Tuesday, 23 April 2013




FCPO Related News (Wed, Apr 24)

SINGAPORE, April 23 (Reuters) - Malaysian palm oil futures inched up on Tuesday as a drop in prices to 4-month lows in the previous session attracted some buyers, although gains were limited by slowing export demand. A preliminary reading on Tuesday showed manufacturing growth in China slowed in April, further weighing on riskier assets such as shares and some commodities after disappointing economic data last week triggered a sharp market sell-off.

But traders said palm oil prices drew some support from bargain hunting after tumbling to a 4-month low the previous day on sluggish exports and bearish external factors. "We see some bargain hunting today, but overall sentiment is still volatile especially on the macroeconomic front. Support remains at 2,250 ringgit," said a trader with a foreign commodities brokerage in Kuala Lumpur. The benchmark July contract on the Bursa Malaysia Derivatives Exchange gained 0.8 percent to close at 2,272 ringgit ($743) per tonne.
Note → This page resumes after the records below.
PR #985, opened 2022-05-13
uc-crux-llvm: Improve representation of LLVM types

langston-barrett:
For opaque pointers, replaces value-level representation of type names with value-and-type level representation with a `SymbolRepr`.

For structs, represents packed-ness at the type-level and remove `StructInfo` field. This hs three nice effects:

* Makes `FullTypeRepr` into a true singleton, making its `TestEquality` instances lawful.
* Reflects the fact that packed and non-packed structs are not the same at the type level.
* Reduces redundant storage, instead recomputing `StructInfo`s on demand.

Also introduces a wrapper around Crucible's `DataLayout` with an additional phantom type parameter that marks it as corresponding to a particular LLVM module.

### DIFF
--- a/uc-crux-llvm/src/UCCrux/LLVM/Classify.hs
+++ b/uc-crux-llvm/src/UCCrux/LLVM/Classify.hs
@@ -57,8 +57,6 @@ import qualified What4.ProgramLoc as What4
 import qualified Lang.Crucible.Backend as Crucible
 import qualified Lang.Crucible.Simulator as Crucible
 
-import           Lang.Crucible.LLVM.Bytes (bytesToInteger)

Prices fell to 2,250 ringgit on Monday, a level not seen since Dec. 14. Total traded volumes stood at 35,888 lots of 25 tonnes each, slightly more than the average 35,000 lots seen so far this year. Technical analysis showed palm oil is expected to consolidate in a range of 2,249 to 2,289 ringgit for one trading session before resuming its downtrend, Reuters market analyst Wang Tao said.  Malaysian palm oil exports for April 1-20 fell 6.4 percent  to 864,206 tonnes from 922,987 tonnes shipped during March 1-20, cargo surveyor Societe Generale de Surveillance said.

Sluggish exports could prevent end-stocks from easing below  the psychological 2-million-tonne mark, putting more pressure on palm oil prices. Inventory level fell to 2.17 million tonnes in March, down 11 percent from February's 2.44 million tonnes. In other markets, Brent crude fell below $99 a barrel after weaker-than-expected manufacturing data from China and Germany darkened the outlook for fuel demand. The flash HSBC Purchasing Managers' Index fell to 50.5 in April from 51.6 the month before as new export orders shrank in China. The PMI's 50-point level demarcates growth from contraction from the month before. In other vegetable oil markets, U.S. soyoil for July delivery edged down 0.6 percent in late Asian trade. The most-active September soybean oil contract on the Dalian Commodities Exchange fell 1 percent.          [Reuters]

Palm oil has declined 4.4% so far this month owing to concerns about the health of China’s economy. "Ramadan buying will start in May so stockpiles may be drawn down during the May-June period to around 1.9 million-2 million tons" and will likely limit further price falls, a trading executive at a Singapore-based trading company says. Buyers usually commence purchases a few months before the holy month of Ramadan–which starts in July this year. Consumption of cooking oil rises during this period as Muslims break fasts with evening feasts.           [Dow Jones Newswire]

Today’s Support and Resistance for benchmark July contract is located around 2,250 and 2,288 respectively.